▸ **WHAT YOU NEED TO DO**:
When "extends" occurs in a line of the material, copy that line.

▸ **DATA PROVIDED**:
Issue #217, opened 2015-09-06
When test fails, Selenide should report **exact** actual value at the moment of failure


asolntsev:
Now it's possible that condition is not met at the moment when Selenide checks it. But at the moment of reporting error condition can be met. For example, this error message is misleading:

``` java
com.codeborne.selenide.ex.ElementShould: Element should have textCaseSensitive '09000525 FD: 1999-11-08' {.timeline-event-bubble-title}
Element: '<div class="timeline-event-bubble-title">09000525 FD: 1999-11-08</div>'
    at com.codeborne.selenide.impl.AbstractSelenideElement.checkCondition(AbstractSelenideElement.java:512)
    at com.codeborne.selenide.impl.AbstractSelenideElement.should(AbstractSelenideElement.java:476)
    at com.codeborne.selenide.impl.AbstractSelenideElement.invokeShould(AbstractSelenideElement.java:299)
    at com.codeborne.selenide.impl.AbstractSelenideElement.dispatchSelenideMethod(AbstractSelenideElement.java:179)
    at com.codeborne.selenide.impl.AbstractSelenideElement.dispatchAndRetry(AbstractSelenideElement.java:92)
    at com.codeborne.selenide.impl.AbstractSelenideElement.invoke(AbstractSelenideElement.java:67)
    at com.codeborne.selenide.impl.WaitingSelenideElement.invoke(WaitingSelenideElement.java:18)
I think that Selenide can be more "smart" and remember the stringified DOM element each time before checking the condition, so that when condition fails the error message is not contradictory.
```

PR #1313, opened 2020-11-11
Refactor text conditions

fokinp:
## Proposed changes

1. Move common text conditions logic to base class
   
- save/cache actual value/text that is used for compassing and for debug purpose in case of failure
- simplify TextCondition extension

2. Refactor unit test related to text conditions

## Checklist


asolntsev:
@fokinp Please fix the tests

asolntsev (changes requested):
It's a great initiative to refactor the duplicated code!

But there is a problem with storing actual value in `Condition`: it's not thread-safe. People can store a single `Condition` instance, say, to a static variable, and use it in multiple tests, and even in multiple parallel threads.

fokinp:
> But there is a problem with storing actual value in `Condition`: it's not thread-safe. People can store a single `Condition` instance, say, to a static variable, and use it in multiple tests, and even in multiple parallel threads.

@asolntsev that is very strange way to use conditions, but I got the point anyway :).
In this case I see two ways:

1.  do not cache actual value and just call `getText` second time for `actualValue`
2.  or use `ThreadLocal` storage for actual value per thread

If we go with 1st option:
 * potentially can be a case when value/text be changed after `apply` call (e.g. https://github.com/selenide/selenide/issues/217) and this behavior can confuse someone who will read/analyze test run
 * we unnecessary do an additional browser interaction (very minor issue)
 * we need do refactoring of: `SelectedText`

And small additional point: will be nice do not check comparing logic in condition tests (like we currently do) and cover this in `HtmlTest` and check only that we call correct method from `Html` class and pass correct values to it. What do you think?

asolntsev:
@fokinp Yes, #1 is not good (at least because of https://github.com/selenide/selenide/issues/217). Currently I don't see any other solutions except #2 (`ThreadLocal `). Let's do it.

src/main/java/com/codeborne/selenide/conditions/TextCondition.java
```diff
@@ -0,0 +1,42 @@
...
+import com.codeborne.selenide.Driver;
+import org.openqa.selenium.WebElement;
+
+import javax.annotation.Nullable;
+import javax.annotation.ParametersAreNonnullByDefault;
+
+@ParametersAreNonnullByDefault
+public abstract class TextCondition extends Condition {
+  private final String expectedText;
+  private final ThreadLocal<String> actualText = new ThreadLocal<>();
```
fokinp, line 13: @asolntsev jfyi, I get `"ThreadLocal" variables should be cleaned up when no longer used` sonar rule violation locally. I don't know exactly it is important for us or no

asolntsev:
because of merge conflicts, the work continues in a new PR https://github.com/selenide/selenide/pull/1566

@fokinp Thank you for the PR and sorry for so long delay. :(

PR #1319, opened 2020-11-15
Setup github actions

BorisOsipov:
## Proposed changes

Lost features in comparison with travis
- gradle cache
- Sonar integration
- slack notifications


asolntsev (approved):

rosolko:
@BorisOsipov Gradle cache an be setuped using `actions/cache@v2` action:
```
      - name: Setup cache
        uses: actions/cache@v2
        with:
          path: ~/.gradle/caches
          key: ${{ runner.os }}-gradle-${{ hashFiles('**/*.gradle') }}
          restore-keys: ${{ runner.os }}-gradle
```

rosolko:
@BorisOsipov Also, instead of sonar we can use github's `codeql` analysis. Documentation [reference](https://docs.github.com/en/free-pro-team@latest/github/finding-security-vulnerabilities-and-errors-in-your-code/configuring-code-scanning)

BorisOsipov:
For `codeql` analysis it seems work and for example looks like this https://github.com/BorisOsipov/selenide/pull/8/files#diff-5185a242c449ac7a9b97464b3093761343ca6b5e6592edc34bfe6c605d8ff8e9

rosolko (approved):
LGTM!

PR #1341, opened 2020-12-03
Fix tests

BorisOsipov:


asolntsev (approved):
Great, thank you!

FYI I started extracting TestNG support to a separate plugin: https://github.com/selenide/selenide-testng

Once it's done, we can upgrade to latest AssertJ again.

PR #1348, opened 2020-12-09
split the single gradle project to subprojects

asolntsev:
+ extract `junit4` subproject
+ extract `testng` subproject
+ extract `grid` subproject

## Proposed changes
extract JUnit4-related code to `modules/junit4` and TestNG-related code to `modules/testng`. 
The goal is to avoid mixing junit.jar and testng.jar in common classpath. For example, AssertJ `assumeThat` works incorrectly if encounters both jars in classpath.


gradle.properties
```diff
@@ -1,3 +1,7 @@
 org.gradle.parallel=true
 org.gradle.configureondemand=true
 org.gradle.jvmargs=-Xmx256m -XX:+HeapDumpOnOutOfMemoryError -Dfile.encoding=UTF-8
+
```
rosolko, line 4: If you're added `org.gradle.caching=true` can you please also add `org.gradle.vfs.watch=true` configuration?

gradle/dependencies.gradle
```diff
@@ -25,45 +34,36 @@ dependencies {
...
+    }
+    implementation('org.slf4j:slf4j-api:1.7.30')
+    testRuntimeOnly('org.slf4j:slf4j-simple:1.7.30')
+  }
 }
 
-task libsTest(type: Sync) {
-  from configurations.testRuntimeClasspath - configurations.compileClasspath
-  into "$buildDir/lib-test"
+subprojects {
```
rosolko, line 63: Maybe we can use or just think about it - [composite builds](https://docs.gradle.org/current/userguide/composite_builds.html)

rosolko (approved):

rosolko (commented):
Leave some comments, check them please.

gradle.properties
asolntsev: done

gradle/dependencies.gradle
asolntsev: yes, I will try composite builds.

PR #1355, opened 2020-12-29
Commands should return SelenideElement type instead of WebElement

BorisOsipov:
Useful when you want things like this:

```
class ScrollToCenter extends ScrollIntoView {
    @Override
    public SelenideElement execute(SelenideElement proxy, WebElementSource locator, Object[] args) {
        return super.execute(proxy, locator, new Object[] {"{block: \"center\"}"});
    }
}
```
...

```
$(".lupa").execute(new ScrollToCenter()).$(".pupa").click()
```


asolntsev (approved):
LGTM!

Issue #1356, opened 2020-12-30
Broken .setValue(null) in #1138


dzem:
## The problem
In selenide 5.17.0 `.setValue(null)` is fail with NPE.

## Details
Reason is call arguments.ofType(Duration.class); with arguments contains array with null value
`java.lang.NullPointerException
	at com.codeborne.selenide.impl.Arguments.ofType(Arguments.java:38)
	at com.codeborne.selenide.impl.SelenideElementProxy.getTimeoutMs(SelenideElementProxy.java:169)
	at com.codeborne.selenide.impl.SelenideElementProxy.invoke(SelenideElementProxy.java:75)`

## Tell us about your environment
* **Selenide Version**: 5.17.0
* **Chrome\Firefox\IE Version**:  87.0.4280.88
* **OS Version**: Win

## Code To Reproduce Issue
`$().setValue(null);`

asolntsev:
Fixed in https://github.com/selenide/selenide/pull/1357

PR #1357, opened 2020-12-30
#1356 fix set value null

dzem:
Fix failing .setValue(null)

## Proposed changes
Fix for https://github.com/selenide/selenide/issues/1356

## Checklist
- [✓] Checkstyle and unit tests are passed locally with my changes by running `gradlew check chrome_headless firefox_headless` command
- [✓] I have added tests that prove my fix is effective or that my feature works

### DIFF
--- a/src/main/java/com/codeborne/selenide/impl/Arguments.java
+++ b/src/main/java/com/codeborne/selenide/impl/Arguments.java
@@ -4,6 +4,7 @@ import javax.annotation.CheckReturnValue;
 import javax.annotation.Nonnull;
 import javax.annotation.Nullable;
 import java.util.Arrays;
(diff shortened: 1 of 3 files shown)


BorisOsipov:
@dzem Thanks for reporting this issue and proposed fix.

It will be cool if fix covers similar cases:
```
  @Test
  public void foo() {
    open("https://www.jetbrains.com/search/");
    $("[data-test=search-field]").pseudo(":before", null);// still fail with weird NPE in Arguments class.
  }
```

dzem:
I changed fix implementation, covered `pseudo(,null)` too.
@BorisOsipov Please take a look

BorisOsipov (approved):
LGTM

PR #1370, opened 2021-01-15
Fix not and or

asolntsev:
## Proposed changes

## Checklist

### DIFF
--- a/src/main/java/com/codeborne/selenide/Condition.java
+++ b/src/main/java/com/codeborne/selenide/Condition.java
@@ -39,7 +39,7 @@ import javax.annotation.Nullable;
 import javax.annotation.ParametersAreNonnullByDefault;
 import java.util.function.Predicate;
 
-import static java.util.Arrays.asList;
+import static com.codeborne.selenide.conditions.ConditionHelpers.merge;
 
 /**
  * Conditions to match web elements: checks for visibility, text etc.
@@ -504,28 +504,34 @@ public abstract class Condition {
 
   /**
    * Check if element matches ALL given conditions.
+   * The method signature makes you to pass at least 2 conditions, otherwise it would be nonsense.
    *
    * @param name       Name of this condition, like "empty" (meaning e.g. empty text AND empty value).
-   * @param conditions Conditions to match.
+   * @param condition1 first condition to match
+   * @param condition2 second condition to match
+   * @param conditions Other conditions to match
    * @return logical AND for given conditions.
    */
   @CheckReturnValue
   @Nonnull
-  public static Condition and(String name, Condition... conditions) {
-    return new And(name, asList(conditions));
+  public static Condition and(String name, Condition condition1, Condition condition2, Condition... conditions) {
+    return new And(name, merge(condition1, condition2, conditions));
   }
 
   /**
    * Check if element matches ANY of given conditions.
+   * The method signature makes you to pass at least 2 conditions, otherwise it would be nonsense.
    *
    * @param name       Name of this condition, like "error" (meaning e.g. "error" OR "failed").
-   * @param conditions Conditions to match.
+   * @param condition1 first condition to match
+   * @param condition2 second condition to match
+   * @param conditions Other conditions to match
    * @return logical OR for given conditions.
    */
   @CheckReturnValue
   @Nonnull
-  public static Condition or(String name, Condition... conditions) {
-    return new Or(name, asList(conditions));
+  public static Condition or(String name, Condition condition1, Condition condition2, Condition... conditions) {
+    return new Or(name, merge(condition1, condition2, conditions));
   }
 
   /**
--- a/src/main/java/com/codeborne/selenide/conditions/Or.java
+++ b/src/main/java/com/codeborne/selenide/conditions/Or.java
@@ -4,9 +4,11 @@ import com.codeborne.selenide.Condition;
 import com.codeborne.selenide.Driver;
 import org.openqa.selenium.WebElement;
 
+import javax.annotation.Nonnull;
 import javax.annotation.ParametersAreNonnullByDefault;
 import java.util.List;
 
+import static com.codeborne.selenide.conditions.ConditionHelpers.negateMissingElementTolerance;
 import static java.util.stream.Collectors.joining;
 
 @ParametersAreNonnullByDefault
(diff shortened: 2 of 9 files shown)


src/main/java/com/codeborne/selenide/conditions/Or.java
```diff
@@ -4,19 +4,28 @@
...
+import static com.codeborne.selenide.conditions.ConditionHelpers.negateMissingElementTolerance;
 import static java.util.stream.Collectors.joining;
 
 @ParametersAreNonnullByDefault
 public class Or extends Condition {
 
   private final List<Condition> conditions;
 
-  public Or(String name, List<Condition> conditions) {
+  public Or(String name, Condition condition1, Condition condition2, Condition... conditions) {
```
fokinp, line 20: @asolntsev can we additionally keep previous signature too and just check argument amount? 
This change will break backward compatibility and sometimes more convenient to use `List`.
e.g.
```java
var expectedOptions = List.of("one", "two", "tree"); // can be initialized dynamically
var conditions = expectedOptions.stream().map(Condition::text).collect(Collectors.toList());
$("label").shouldHave(new Or("Label must contains any value", conditions));
```
The same for `Add` condition

src/main/java/com/codeborne/selenide/Condition.java
```diff
@@ -524,8 +522,8 @@ public static Condition and(String name, Condition... conditions) {
    */
   @CheckReturnValue
   @Nonnull
-  public static Condition or(String name, Condition... conditions) {
-    return new Or(name, asList(conditions));
+  public static Condition or(String name, Condition condition1, Condition condition2, Condition... conditions) {
```
fokinp, line 525: what about to update `javadoc` too?

src/main/java/com/codeborne/selenide/conditions/Or.java
asolntsev: Hm.. well, yes, we can keep the previous signature. Though, I don't understand why somebody should directly use classes And and Or. There were never meant to be used directly, but only via `and` and `or` methods.

fokinp: these constructors are public and everybody can use it . We use it in our project :), since we need to dynamically get all possible options from db query. Nevertheless we can get quick understanding what is behind `Condition.or` realization by looking into method details.

asolntsev: @fokinp Why do you use constructor `new And(...)` instead of static method `Condition.and(...)`?

fokinp: at this moment we use use only `new Or(...)` condition where we need to check dynamic parameters, and we don't use `new And(..)`. Will be cool if we will support both options via `Condition` level:
* `Condition.or(String, Condition, Condition, Condition...)`
* `Condition.or(String, List<Condition>)`
* .. the same for `and`

Even more these conditions might accept only one `Condition`, however for this case there is not so big sense :).
The main disadvantage of `Condition.<...>(String, List<Condition>)` is that we can't check arguments size on compile time, but again I would say sometimes will be nice to have it.

asolntsev: @fokinp Sorry, I still don't understand why you prefer `new Or(...)` over static method `Condition.or(...)`.  What means "we need to check dynamic parameters"? Both method check parameters equally. 

> Even more these conditions might accept only one Condition

Yes, my idea was to disable one Condition because it's nonsense.

fokinp: > Sorry, I still don't understand why you prefer new Or(...) over static method Condition.or(...)

Because static method usage with current signature is additional overhead to convert `List<Condition>` into `Condition[]` (on client side, something like ` conditionList.toArray(Condition[]::new)`) and then `Condition[]` to `List<Condition>` (on selenide, where we have `asList(conditions)`)

> What means "we need to check dynamic parameters"?

Let's imagine the case:
* we have **common** method (not in a test body, we want to have something generic) that performs search based on selected values (multi select field)
* then we check result record and want to verify that one field contains any of selected values

and if we talk about a code,  it will be like:
```java
public void search(List<String> values) {
   $("multi-select").selectOption(values.toArray(String[]::new)); // and here will be nice to support List as well
  //all other stuff like form submit and so
 }

public void verify(List<String> values) {
    List<Condition> conditionList = values.stream().map(Condition::text).collect(Collectors.toList());
    $("multi-select").shouldHave(Condition.or("description", conditionList.toArray(Condition[]::new)));
     // OR 
    $("multi-select").shouldHave(new Or("description", conditionList));
}
```
Existing method signature at least makes possible to implement something like:
`$("multi-select").shouldHave(Condition.or("description", conditionList.toArray(Condition[]::new)));`
with additional transformation effort but new one significantly increases test automation effort to use this common methods if we deal with `List` or `Arrays` (we need manually map first and second element, then prepare `array` without two first elements and so) 

Personally I like the idea how it is implemented in hamcrest matchers, please have a look into [AnyOf](http://hamcrest.org/JavaHamcrest/javadoc/1.3/org/hamcrest/core/AnyOf.html) where we have a choice to use `Iterable` or `varargs`

asolntsev: @fokinp Thanks for the explanation. I love to get more knowledge about how Selenide users use it. :)

Ok, I have restore the previous signature of `And` and `Or` constructors. 

But I have to mention that this test design seems a very over-engineered for me. Loading conditions from database? In test? Really? It sounds really strange. 

Test must be simple and stable. What if the loading failed? What if database contains wrong values? What is the loaded list of conditions is empty? How can you be sure that your tests are correct and checking the right things?

src/main/java/com/codeborne/selenide/Condition.java
asolntsev: done

src/main/java/com/codeborne/selenide/conditions/Or.java
fokinp: @asolntsev thanks a lot.

Loading test data from database it special case, I would say, more frequent case is when we use common `set` and `verify` methods based on method input arguments, and complex ones require extracting them into `bean`/`dto`/`pojo` structure. And for these cases we need to have a simple solution (signature) how to use conditions.

PR #1371, opened 2021-01-15
support for fail fast mechanism

pavelpp:
## Proposed changes

The feature allows us to avoid waiting if we can fail fast. This helps in situations when you want to perform additional checks while waiting for an element to appear or disappear. For example, you can check if there are any alerts or error messages displayed and fail fast after submitting a form instead of waiting for some element to appear. The condition is re-evaluated for the duration of should wait, unless triggered, which means that it may add additional network delay, especially if we are calling selenium methods. 

Example usage:
   
```
  $("#submit-button").click()
  $("#success").failIf(new FailFastCondition(() -> $("#error").exists(), "error text detected!"))
         .shouldBe(visible, Duration.ofSeconds(15));
```
 
In the example above the error could happen after a couple of seconds and if we didn't intercept it
we would have wasted 15 seconds while waiting for a success message.

In theory, you can pass any boolean supplier to FailFastCondition - for example, you could monitor network errors using BrowserUp Proxy.

`failIf()` method works the same way as the recently added `as()` method. You set fail fast condition once and it is re-used further whenever calling any of the selenide methods on that same element.

## Checklist
- [x] Checkstyle and unit tests are passed locally with my changes by running `./gradlew check chrome_headless firefox_headless` command

### DIFF
--- a/config/checkstyle/checkstyle.xml
+++ b/config/checkstyle/checkstyle.xml
@@ -59,7 +59,9 @@
     <module name="CyclomaticComplexity">
       <property name="max" value="11"/>
     </module>
-    <module name="NPathComplexity"/>
+    <module name="NPathComplexity">
+      <property name="max" value="336"/>
+    </module>
 
 
     <module name="ArrayTypeStyle"/>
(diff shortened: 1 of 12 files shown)


asolntsev:
We agreed that it's better to implement this feature in the user's project because it's too specific.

▸ **RESPONSE TO THE EXERCISE**:
+public abstract class TextCondition extends Condition {
class ScrollToCenter extends ScrollIntoView {
 public class Or extends Condition {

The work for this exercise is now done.